Il corpo delle donne, fragile, da tutelare, consegnato allo Stato, come corpo sociale, oggetto di attenzione e controllo sociale, è roba da Stato fascista. I corpi non possono appartenere allo Stato, neppure in nome di un bene superiore da tutelare. Consegnare i corpi per questioni di “sicurezza”, per esempio, è già una sottrazione di autonomia a cura di uno Stato paternalista che esige di scegliere al tuo posto su come e quando dovrai risolvere il tuo problema di violenza. Pretendere che lo Stato abbia l’ultima parola sulla gravidanza di una donna è allo stesso modo autoritario.

Del fatto che quei corpi non possono essere autoritariamente controllati la società è stata, comunque, sempre più consapevole. Più le donne assumevano controllo della propria scelta di maternità e più la società si adoperava per convincerci che fare figli è una gran cosa, la piena realizzazione della nostra vita, e che abortire invece è un male. Tutta la discussione pubblica è sempre articolata in modo tale da suscitare in noi sensi di colpa. La colpa delle donne, di quelle che non vogliono essere madri, di quelle che lo sono troppo poco, e di quelle, ancora, che non accettano imposizioni di alcun tipo. 
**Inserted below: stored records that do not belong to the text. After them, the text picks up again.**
Issue #258, opened 2019-03-26
Optimize stream assembly


Ralith:
Pulling data through `stream::Assembler` is the largest cost on the ordered-read path right now. This is a small, self-contained helper type with a fairly simple contract of "consume chunks of data at arbitrary positions and yield an in-order byte stream," and the current implementation is deliberately naive. There's lots of prior art to reference in TCP implementations. To start with, it's certainly a waste of effort to be storing everything in a single contiguous buffer.

Ralith:
As of #258 this is no longer known to be a cost center.

PR #260, opened 2019-03-26
Optimize stream assembler (see #258)

djc:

Qui non si parla del ruolo materno, tenendo conto di quanto sia discutibile la storia dell’istinto e del destino naturale di tutte le donne, ma del fatto che alle donne viene, per certi versi, rubato il diritto di esercitare libertà di scelta. Allora chiedo coerenza a tutte quelle persone che, per esempio, hanno un’opinione laica sulla gestione dei corpi delle donne quando si tratta di ragionare sul mestiere che vogliono fare. Se faccio l’attrice porno, la sex worker, la marchettara in qualunque forma, è una mia scelta e nessuno dovrebbe imporre norme che mi vietino una di queste cose. Allo stesso modo, dato che la maternità deve essere una scelta, non si può imporre ad una donna di fare un figlio se non lo vuole. Perché è pur sempre una storia che passa per i nostri corpi. Perché bisogna smetterla di impedirci di accedere alla prevenzione

Se gli antiabortisti non si opponessero all’educazione sessuale nelle scuole, alla contraccezione d’emergenza e se non si continuasse a voler fare “abortire con dolore” ma prima ancora “fare sesso con dolore” e solo per motivi riproduttivi, se tutto, insomma, fosse un po’ più laico, forse, non ci sarebbero neppure aborti.

Perché un aborto è una cosa intima, è una scelta personale, è una vicenda talmente complessa e soggettiva, talvolta dolorosa, che non può esaurirsi neppure nelle poche parole che scrivo qui io, e dunque si, questa cosa dei cimiteri con i nomi e cognomi dei feti è un anatema lanciato contro quelle che abortiscono, è un altro, tra i tanti, modi per definirci come difettose, è una delle tante ritualità macabre celebrate da chi non ha alcuno scrupolo a manifestare, con bambole rivestite di sangue, e a parlare, senza alcun pudore, dell’uso che si dovrebbe fare dei corpi delle donne.

Il corpo delle donne è di ciascuna tra quelle donne. Questo non è negoziabile. La legge già dà la possibilità di seppellire un feto se qualcuna volesse farlo, e dunque il fatto di contrassegnare intere zone ai “bimbi non nati” ha un valore simbolico di tutt’altro genere. Lo dico alle donne che abortiscono non per scelta e che vogliono seppellire quel feto: non cadete nel gioco che fanno gli antiabortisti. Vogliono metterci le une contro le altre, fanno uso del vostro dolore per rinfacciarlo all’altra, ma quella che abortisce non ha mai imposto nulla a chi non vuole farlo. Non fate, ve ne prego, in modo che avvenga il contrario.